Revenue Blues: The Case for Higher Taxes

Source: Colin Gordon, Dissent, June 11, 2013

The tempest surrounding the IRS has cemented the view on the right that the American tax system is out of control. We are “taxed enough already,” Tea Partiers complain…. Much of the anti-tax rhetoric, of course, serves a “starve the beast” strategy by which diminished revenue yields budget deficits, spending cuts, impoverished public services, and demands for further tax cuts. But that’s not the way the argument is made. Instead we are told that the administration (or “Washington”) has engaged in an unsustainable orgy of taxing and spending.

This couldn’t be farther from the truth. As Dean Baker and others have tirelessly reminded us, the deficit is a creature of the recession (which placed new demands on public programs as it strangled revenues) and not of some willful spending spree. In fact, discretionary government spending, as a share of gross domestic product (GDP), has never been lower.
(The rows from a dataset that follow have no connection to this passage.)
Issue #1957, opened 2024-01-21
Please update "Satellite Tracker" GOES server file location


gvimlag:
TITLE:
  Please update "Satellite Tracker" GOES data file location

SYSTEM:
```
  Hardware-0: x86 64-bit
  OS-0:       Debian 12.4 (bookworm) 64-bit
  SDR:        RTL-SDR V3
  SDRangel: (compiled from source following "https://github.com/f4exb/sdrangel/wiki/Compile-from-source-in-Linux")
    Version 7.17.3-9-g9bfeddfea
    Build info: Qt 5.15.8 64 bits
    DSP Rx 24 bits    Tx 16 bits
```

BUG/ISSUE:
On startup, SDRangel gives the following error message:
```
  Satellite Tracker
  Failed to download: https://celestrak.org/NORAD/elements/goes.txt
  Error transferring https://celestrak.org/NORAD/elements/goes.txt - server replied: Not Found
```

When I enter "https://celestrak.org/NORAD/elements/goes.txt" into a browser, I get:
```
  Server Error
  404 - File Not Found.
```
So this server address is incorrect.

Please update the location of the "goes" satellite file in the SDRangel Satellite Tracker database.

Thank you.

srcejon:
This was changed a few days ago: https://github.com/f4exb/sdrangel/pull/1954

You can also edit the TLEs yourself in the settings dialog.

PR #2151, opened 2024-06-04
Add a button to reset the list of TLEs to defaults compiled in Sdrangel

dforsi:
This PR adds a convenience feature for users experiencing issue #1957 and to also get the new TLE source added in PR #1954


plugins/feature/satellitetracker/satellitetrackersettingsdialog.cpp
srcejon, line 1: #include "qmessagebox.h" should be #include <QMessageBox>

Use "" for sdrangel includes and <> for system/library includes.

dforsi:
I fixed the wrong include (added by Qt Creator...) and I added missing parts of the help page.

For the Replay tab I reworded the tooltips but I'm not sure that I understood the purpose of the checkbox "Send time to map" because I can change the replay date, but the Cesium map still shows the current time.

But the real howler here is on the tax side. There is no conceivable benchmark—in our past, or in comparison to our international peers—by which one could sustain the argument that we are taxed too much, or “taxed enough already.” Here are four ways of underscoring that point.

1.Tax rates are falling, for everyone….
2. Tax rates have fallen dramatically for the very rich….
3. Taxes have fallen even more dramatically for business….
4. We don’t collect enough money….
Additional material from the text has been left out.